Unfortunately they have told you wrong (misinformation) as well.


----------



## Trevgtr (Dec 24, 2012)

Will64 said:


> I must of miss understood them then.


No, they got that bit right


----------



## Will64 (Jan 30, 2012)

Trevgtr said:


> Unfortunately they have told you wrong (misinformation) as well.


Well I haven't done 100 miles yet and I will put it in comfort, guess I should have read the manual.


----------



## Trevgtr (Dec 24, 2012)

Will64 said:


> Well I haven't done 100 miles yet and I will put it in comfort, guess I should have read the manual.


No lol, it should be in N for first 300 miles, they got that bit right, but not over 3500 rpm only applies for the first 300 miles not 1200.

Between 300 and 600 avoid rapid acceleration between 1st and 3rd gear. Avoid sharp steering and braking. Switch suspension to Comfort.

Between 600 and 1200 remain in Comfort. Drive in M with engine speeds kept relatively high.
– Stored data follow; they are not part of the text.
PR #1610, opened 2026-01-14
Don't glow dm players

AdamTadeusz:
## Description

This also fixes a problem where the glows don't update when the game mode changes. a RecvProxy on the m_nGameTypeSelected variable doesn't work, event messages probably could work but they arrive before the neorules data (including the selected game mode) arrives and anyway the developer wiki says to not run entity logic there and to use PostDataUpdate instead, but the comment in the source code describing PostdataUpdate suggests OnDataChanged should be used instead, except the neorules object doesn't extend C_BaseEntity, probably why the game rules proxy exists.

We could probably detect the start of a new round in a similar fashion to how we detect the game mode change here to do stuff that should be done to every player on spawn client side, although a user message could work too not sure which one would be the best way to do it


sunzenshen (approved):
LGTM:

https://github.com/user-attachments/assets/127072bf-6154-4c49-9d8c-fef4b8cd8d17

(Also checked that glows still happen in CTG mode at least.)

PR #1611, opened 2026-01-15
New spectate commands

### LINKED ISSUE #1647: [FEATURE] Spectator binds for observing matches
### Description

The [plugin](https://github.com/Rainyan/sourcemod-nt-spec-quicktarget?tab=readme-ov-file#console-commands) we've used in OGNT probably doesn't work in NT;RE. It'd be nice to have the functionality implemented natively.

### Proposed Solution

The most important binds are the number keys to jump to specific players. 1-5 for Jinrai and 6-0 for NSF. This could probably be implemented by building on #1611.

Additionally the binds to jump to the last event of various kinds would be nice to haves.

### Alternatives Considered

_No response_

### Additional Context

_No response_

AdamTadeusz:
## Description

This PR now adds commands for spectating a player based on their position in the new top hud, as well as spectating a player closest to the center of the screen and spectating the fastest player.

The following commands require the new squad hud to work reliably/at all

spec_player_by_hud_position works similar to sm_spec_slot, except theres no guarantee that the first 5 numbers will correspond to jinrai entirely, or that the next 5 numbers will correspond to nsf entirely. In a 3v3 scenario, spec_player_by_hud_position 0-2 will return jinrai players, and spec_player_by_hud_position 3-5 will return nsf players. In a 10v10 scenario spec_player_by_hud_position 0-9 will return jinrai players, and 10-19 will return nsf players. This makes the same binds work for any tournament format, though in games with more than 10 players you are likely to run out of binds.

select_next/previous_alive_player_in_hud change which player in the top hud is selected, without changing the observer mode to that player. Everytime the selection changes that player will flash with an orange colour for one second. The command spectate_player_selected_in_hud can then be used to change the spectate target to the currently selected one.

spec_next/previous_entity_in_hud works similar to select, except the spectate target is changed immediately. The next and previous targets are determined by the current target, not where the selection is.

The following commands will work regardless of the new squad hud being enabled

spec_player_under_mouse will change the spectate target to whoever's center of mass is closes to the center of the spectator's screen

spec_fastest_player will change the spectate target to whoever is currently moving the fastest.

I have included an example config to try out the new commands. I recommend backing up your current config/controls beforehand

(Edit)

I have also added 
    sm_spec_last_hurt — Target on the last player who was damaged.
    sm_spec_last_shooter — Target on the last player who fired their weapon.
    sm_spec_last_event — Target on the latest event of any kind from the list below:
    sm_spec_last_attacker — Target on the last player who did damage.
    sm_spec_last_killer — Target on the last player who got a kill.
    sm_spec_last_ghoster — Target on the last ghost carrier.

In the form of
    spec_last_hurt
    spec_last_shooter
    spec_last_event
    spec_last_attacker
    spec_last_killer
    spec_last_ghoster

(Edit 2)

I have also added a command to automatically spectate the killer of the current spectate target

-fixes #1647

### DIFF
--- a/src/game/client/neo/ui/neo_hud_round_state.cpp
+++ b/src/game/client/neo/ui/neo_hud_round_state.cpp
@@ -554,17 +554,8 @@ void CNEOHud_RoundState::DrawNeoHudElement()
 	if (!g_PR)
 		return;
 
-	if (cl_neo_squad_hud_original.GetBool())
-	{
-		DrawPlayerList();
-		return;
-	}
-
-	// Draw players on top
-	int leftCount = 0;
-	int rightCount = 0;
-	if (NEORules()->IsTeamplay())
-	{
+	if (NEORules()->IsTeamplay() && (!cl_neo_squad_hud_original.GetBool() || localPlayerSpecOrNoTeam))
+	{ // Sort player list even if not drawing new hud so spectators can use commands
 		for (int i = 0; i < MAX_PLAYERS; i++)
 		{ // First pass update player values, and count them while we're doing it
 			constexpr const int INDEX_SHIFT = 6;
@@ -619,7 +610,19 @@ void CNEOHud_RoundState::DrawNeoHudElement()
 		}
 
 		m_nPlayerList.Sort([](const playerIndexAndTheirValue *first, const playerIndexAndTheirValue *second)->int{return second->playerValue - first->playerValue;});
+	}
 
+	if (cl_neo_squad_hud_original.GetBool())
+	{
+		DrawPlayerList();
+		return;
+	}
+
+	// Draw players on top
+	int leftCount = 0;
+	int rightCount = 0;
+	if (NEORules()->IsTeamplay())
+	{
 		// Fade background to make names easier to see
 		surface()->DrawSetColor(COLOR_DARK);
 		surface()->DrawFilledRectFade((m_iLeftOffset - 2) - (m_iLeftPlayersTotal * m_ilogoSize) - (m_iLeftPlayersTotal * 2), 0,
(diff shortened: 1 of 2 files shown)


AdamTadeusz:
Now I'm wondering if it would be better to workout the player closest to the center client side and have a command sent to the server to spectate a specific player instead.

src/game/client/clientmode_shared.cpp
```diff
@@ -823,6 +823,47 @@ int ClientModeShared::HandleSpectatorKeyInput( int down, ButtonCode_t keynum, co
...
+			C_NEO_Player* pPlayer = ToNEOPlayer(UTIL_PlayerByIndex(i));
+			if (currentTarget != pPlayer && pNeoPlayer->IsValidObserverTarget(pPlayer) && pPlayer->IsAlive())
+			{
+				Vector vecForward;
+				AngleVectors( pNeoPlayer->EyeAngles(), &vecForward );
+
+				Vector vecToTarget = pPlayer->WorldSpaceCenter() - pNeoPlayer->EyePosition();
+				vecToTarget.NormalizeInPlace();
+				float dotProduct = DotProduct(vecForward, vecToTarget);
+				if (dotProduct > targetDotProduct && dotProduct > 0)
```
Agiel: `dotProduct > 0` seems a bit generous here. Maybe do 0.5 for a 60º cone?

src/game/client/neo/ui/neo_hud_round_state.cpp
Agiel: Is there a way we can do the sorting before this block? That way the spec binds would work with the classic squad hud as well (would be on the player to also disable sort_players_by_class_alive_and_star for the order to make sense).

AdamTadeusz: most definitely yes

Agiel:
This should close #1647

sunzenshen (approved):

Issue #1330, opened 2025-08-30
Dedicated servers running sv_neo_comp 1 will flood console after some time


DESTROYGIRL:
20250824_bebf05c (v18.0)

Example:
`Server has been empty for 2059 seconds on this map, cycling map as per mp_mapcycle_empty_timeout_seconds`
`DMSpawn file not found: maps/dm_locs/ntre_redlight_ctg.loc`
And it will keep spamming this message until a player joins again.

`mp_mapcycle_empty_timeout_seconds` is `1800` by default so to avoid this servers running comp would have to set it to 0, but this functionality should prolly still be restored

DESTROYGIRL:
When I say spam I ought to have specified it was a constant stream of messages many times each second- like something was failing- making the console unreadable

PR #1620, opened 2026-01-20
Add default mapcycle

Rainyan:
## Description

Add a default mapcycle file.

The name of the mapcycle file is determined by the cvar `mapcyclefile`, according to the logic of `::DetermineMapCycleFilename`. By default, it is `mapcycle.txt` which is used here.

Without a mapcycle file, the next map action will simply reload the current map, which is typically not what the user/server operator wants.

This map list is adapted from the OG NT default mapcycle, with the following changes:

* The following maps use the JGR variant: `sentinel`, `terminal`

* The following CTG map is added: `rogue`

* All maps are of the `ntre_...` filename variant, to match the NT;RE naming scheme, compared to `nt_...` of OG NT map names

## Toolchain
N/A

## Linked Issues
- fixes #
- related #1330


Rainyan:
> @blaberry May correct me if I am wrong but a default mapcycle file is automatically generated as part of the steam build with all the maps included (not featuring backgrounds, tutorials / devbox)

Ah, I didn't realise that. Perhaps this PR is redundant then.

PR #1627, opened 2026-01-23
Only reset XP down to sergeant inbetween JGR rounds

DESTROYGIRL:
## Description
Rather than resetting all XP only rank players down to sergeant if they had higher than 10 xp, otherwise players keep the xp they had

## Toolchain
- Windows MSVC VS2022

### DIFF
--- a/src/game/shared/neo/neo_gamerules.cpp
+++ b/src/game/shared/neo/neo_gamerules.cpp
@@ -3094,9 +3094,9 @@ void CNEORules::ResetJGR()
 	for (int i = 1; i <= gpGlobals->maxClients; ++i)
 	{
 		auto pPlayer = static_cast<CNEO_Player *>(UTIL_PlayerByIndex(i));
-		if (pPlayer)
+		if (pPlayer && pPlayer->m_iXP.Get() > 10)
 		{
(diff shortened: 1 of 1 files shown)


src/game/shared/neo/neo_gamerules.cpp
```diff
@@ -3094,9 +3094,9 @@ void CNEORules::ResetJGR()
 	for (int i = 1; i <= gpGlobals->maxClients; ++i)
 	{
 		auto pPlayer = static_cast<CNEO_Player *>(UTIL_PlayerByIndex(i));
-		if (pPlayer)
+		if (pPlayer && pPlayer->m_iXP.Get() > 10)
 		{
-			pPlayer->m_iXP.GetForModify() = 0;
+			pPlayer->m_iXP.GetForModify() = 10;
```
sunzenshen, line 3099: Could maybe use the constant XP_SERGEANT from `src/game/shared/neo/neo_weapon_loadout.h`

DESTROYGIRL: Those should probably be moved into neo_enums or something because I did not see them and they don't seem to be used inside of gamerules for xp stuff currently

sunzenshen (approved):

PR #2028, opened 2026-07-23
Damage reporting fixup: Remove m_rfAttacker arrays from the client, just rely on UserMessage

### LINKED ISSUE #1874: The damage report lies

nullsystem:
## Description
The 1st commit in this branch has demoed when the server sends over the damage hit values via UserMessage, this is the reliable and actual number the server have. So if we're using UserMessage, might as well have the scoreboard take it from that instead (which just transmits once on death like the killer infos) and save having to transmit those arrays through the network tables constantly.

Also enabled damage report for deathmatch/respawnables, properly clearing index other held on spawning. `CNEORules::PlayerKilled` also changed to only deal with the scores server side: there wasn't a point in modifying it client side when those XP scores are enforced and transmitted by the server anyway and also `FetchAssists` server side only now. Renamed `c_neo_killer_infos.h/cpp` to `c_neo_killer_damage_infos.h/cpp` and move message fetch and printout to there.

Minor refactor on scoreboard info update handling, zero the scoreboard info array before updating.

Removed unused code paths.

## Toolchain

## Linked Issues

- fixes #1874


src/game/client/neo/c_neo_killer_damage_infos.cpp
```diff
@@ -114,38 +134,35 @@ static void __MsgFunc_KillerDamageInfo(bf_read &msg)
...
+		if (pDmgReport->iDealtDmgs > 0 && pDmgReport->iDealtHits > 0)
+		{
+			V_sprintf_safe(infoLine, "Damage dealt to %s [%s]: %d in %d hits\n",
+					   dmgerName, dmgerClass,
+					   pDmgReport->iDealtDmgs, pDmgReport->iDealtHits);
 			ConMsg("%s", infoLine);
-
-			totals += attackerInfo;
+			totals.iTakenDmgs += pDmgReport->iDealtDmgs;
+			totals.iTakenHits += pDmgReport->iDealtHits;
```
sunmachine: At a glance this looks like a mistaken accumulation but I'm wondering if my glancing read is too fast. 😅 

```suggestion
			totals.iDealtDmgs += pDmgReport->iDealtDmgs;
			totals.iDealtHits += pDmgReport->iDealtHits;
```

src/game/client/neo/c_neo_killer_damage_infos.cpp
```diff
@@ -114,38 +134,35 @@ static void __MsgFunc_KillerDamageInfo(bf_read &msg)
...
 		}
+		if (pDmgReport->iTakenDmgs > 0 && pDmgReport->iTakenHits > 0)
+		{
+			V_sprintf_safe(infoLine, "Damage taken from %s [%s]: %d in %d hits\n",
+					   dmgerName, dmgerClass,
+					   pDmgReport->iTakenDmgs, pDmgReport->iTakenHits);
+			ConMsg("%s", infoLine);
+			totals.iDealtDmgs += pDmgReport->iTakenDmgs;
+			totals.iDealtHits += pDmgReport->iTakenHits;
```
sunmachine: Same issue here, right (assuming my understanding is correct)?

```suggestion
			totals.iTakenDmgs += pDmgReport->iTakenDmgs;
			totals.iTakenHits += pDmgReport->iTakenHits;
```

sunmachine (changes requested):
Quick read-through before dinner with family. Will review some more later this evening.

src/game/client/neo/c_neo_killer_damage_infos.cpp
nullsystem: Yeah that's a mistake, fixed in commit: 27fa03a6978271b61587234798e88b3186ff7a73

src/game/client/neo/c_neo_killer_damage_infos.cpp
```diff
@@ -94,15 +107,22 @@ static void __MsgFunc_KillerDamageInfo(bf_read &msg)
...
-		{
-			continue;
-		}
 
-		auto* neoAttacker = assert_cast<C_NEO_Player*>(UTIL_PlayerByIndex(pIdx));
+	NeoDamageReportClear();
+	AttackersTotals totals = {};
+
+	// Read (server side) per-player damage stats
+	const int iAtkSize = Min(msg.ReadShort(), MAX_PLAYERS);
```
sunmachine: Is anything bounding the message itself?

With the send props change/removal, each record written here is 12 bytes against `MAX_USER_MSG_DATA`'s `255`, which runs out somewhere around twenty or so attackers.

Which to me probably doesn't matter, right? You'd have to have a crazy situation and even then an overflow isn't going to crash, you're just gonna' drop reports. 

EDIT: Yea I can't even imagine a scenario where the whole enemy team in a 16 versus 16 game, plus your teammates' friendly fire, makes this something concerning at all.

sunmachine (approved):

src/game/client/neo/c_neo_killer_damage_infos.cpp
nullsystem: It would be very much an edge case, but nevertheless can be improved to handle it also so updated it with this commit: 9ae5aa5853142b365f4d1680f838812a67799d29

This have both compacting from shorts to unsigned bytes if max dmgs/hits <= 255 which will be the case for CTG but can go over for JGR/respawning gamemodes and a backup just incase secondary UserMessage to handle the remaining players when needed.

At least with this, it now took 30 players damage report in CTG with a killer player using a weapon with long enough name (EX: supa7) to cause the secondary UserMessage to be used for the 30th player.

nullsystem:
Also fixed it up for bot takeover: 5e93ecceb59b0afd4d64adc8676db326a460a525

src/game/client/neo/c_neo_player.cpp
```diff
@@ -1996,6 +1996,7 @@ void __MsgFunc_CSpectatorTakeoverPlayer(bf_read &msg)
 		// Save for later in C_NEO_Player::OnDataChanged
 		pSpectatorTakingOver->m_hSpectatorTakeoverPlayerTarget = pPlayerTakeoverTarget;
 		pSpectatorTakingOver->m_bCopyOverTakeoverPlayerDetails = true;
+		NeoAllKDReportsClear();
```
sunmachine: Only if they're a local player, right?

```suggestion
		if (pSpectatorTakingOver->IsLocalPlayer())
		{
			NeoAllKDReportsClear();
		}
```

sunmachine (changes requested):

src/game/client/neo/c_neo_player.cpp
nullsystem: I somewhat thought it was sent to a single player but seems not.

Fixed here: 1feb702ad2c549942f86d4e0c8a62b22f74d4355

src/game/server/neo/neo_player.cpp
```diff
@@ -2390,18 +2392,70 @@ void CNEO_Player::StartShowDmgStats(const CTakeDamageInfo *info)
...
+
 		for (int i = 0; i < iAtkSize; ++i)
 		{
+			if (i >= iAtkFirstSize)
+			{
+				MessageEnd();
+				UserMessageBegin(filter, "KillerDamageInfoExtra");
+				WRITE_BYTE(static_cast<char>(iAtkSize - iAtkFirstSize));
+				WRITE_BYTE(flags);
+			}
```
sunmachine: The two-message split looks right! I walked the byte accounting above and it lines up.

One thing I want to check. Line 2432 writes `iAtkSize - iAtkFirstSize`, the count of all remaining records. That's only an accurate header if this branch runs exactly once, at the boundary. What holds it to one entry?

`i >= iAtkFirstSize` is still true on the next iteration. Tracing `iAtkSize` at 25, and `iAtkFirstSize` at 20, I get a new `UserMessageBegin` at `i` at 20, 21, 22, 23, 24. Five continuation messages, each claiming 5 records and carrying 1.

Edit: Oh, I think `==` gets you what you want.

sunmachine (changes requested):

src/game/server/neo/neo_player.cpp
nullsystem: Whoops, good catch. Fixed here: 9296589319c66be605dc1174d9d910e215508680

src/game/client/neo/c_neo_player.cpp
sunmachine: Yea it's a bit insideous

src/game/server/neo/neo_player.cpp
sunmachine: I get nailed by these level and edge problems all the time. Why is it easier when reviewing someone elses code but not my own 🙃

sunmachine (approved):

DESTROYGIRL (approved):

sunzenshen (approved):

PR #2032, opened 2026-07-25
Bots won't ping and only see own pings in non-teamplay modes

### LINKED ISSUE #2031: Bots place pings in non-teamplay gamemodes
It's not needed. The ping sound is also audible for players on the same "team", which it shouldnt be

DESTROYGIRL:
## Description
In DM, change behaviours so that pings are blocked entirely, not just prevented from drawing. Brings them back for the local player. Stops bots from pinging.

## Toolchain
- Windows MSVC VS2022

## Linked Issues
- fixes #2031

### DIFF
--- a/src/game/client/neo/ui/neo_hud_player_ping.cpp
+++ b/src/game/client/neo/ui/neo_hud_player_ping.cpp
@@ -117,16 +117,16 @@ void CNEOHud_PlayerPing::FireGameEvent(IGameEvent* event)
 			return;
 		}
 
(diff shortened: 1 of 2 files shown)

If you over mollycoddle the first 1200 miles there is a chance the clutch may take longer to properly engage.


----------



## wd1506 (Dec 30, 2015)

that looks one real nice car. in my humble and personal opinion that is one of the best colours that Nissan do and it suits the gtr .
all the best,:smokin::smokin::smokin:


----------



## Takamo (Oct 18, 2005)

wd1506 said:


> that looks one real nice car. in my humble and personal opinion that is one of the best colours that Nissan do and it suits the gtr .
> all the best,:smokin::smokin::smokin:


Thank you fella, I have to agree not because I like it but I've had loads of compliments from complete strangers on beautiful the colour of the car and colour of the interior looks which you really have to see in the flesh as the pics do it no justice.


----------



## Chou (Apr 18, 2005)

More pics!


----------



## bhp (Sep 13, 2008)

Very very nice mashallah, drive safely and enjoy your experiences with this car.


----------



## DocT (Dec 17, 2014)

Trevgtr said:


> No lol, it should be in N for first 300 miles, they got that bit right, but not over 3500 rpm only applies for the first 300 miles not 1200.
> 
> Between 300 and 600 avoid rapid acceleration between 1st and 3rd gear. Avoid sharp steering and braking. Switch suspension to Comfort.
> 
> ...


I still find it staggering how people with some very high performance machinery can't get bedding in of mechanical components in their head. 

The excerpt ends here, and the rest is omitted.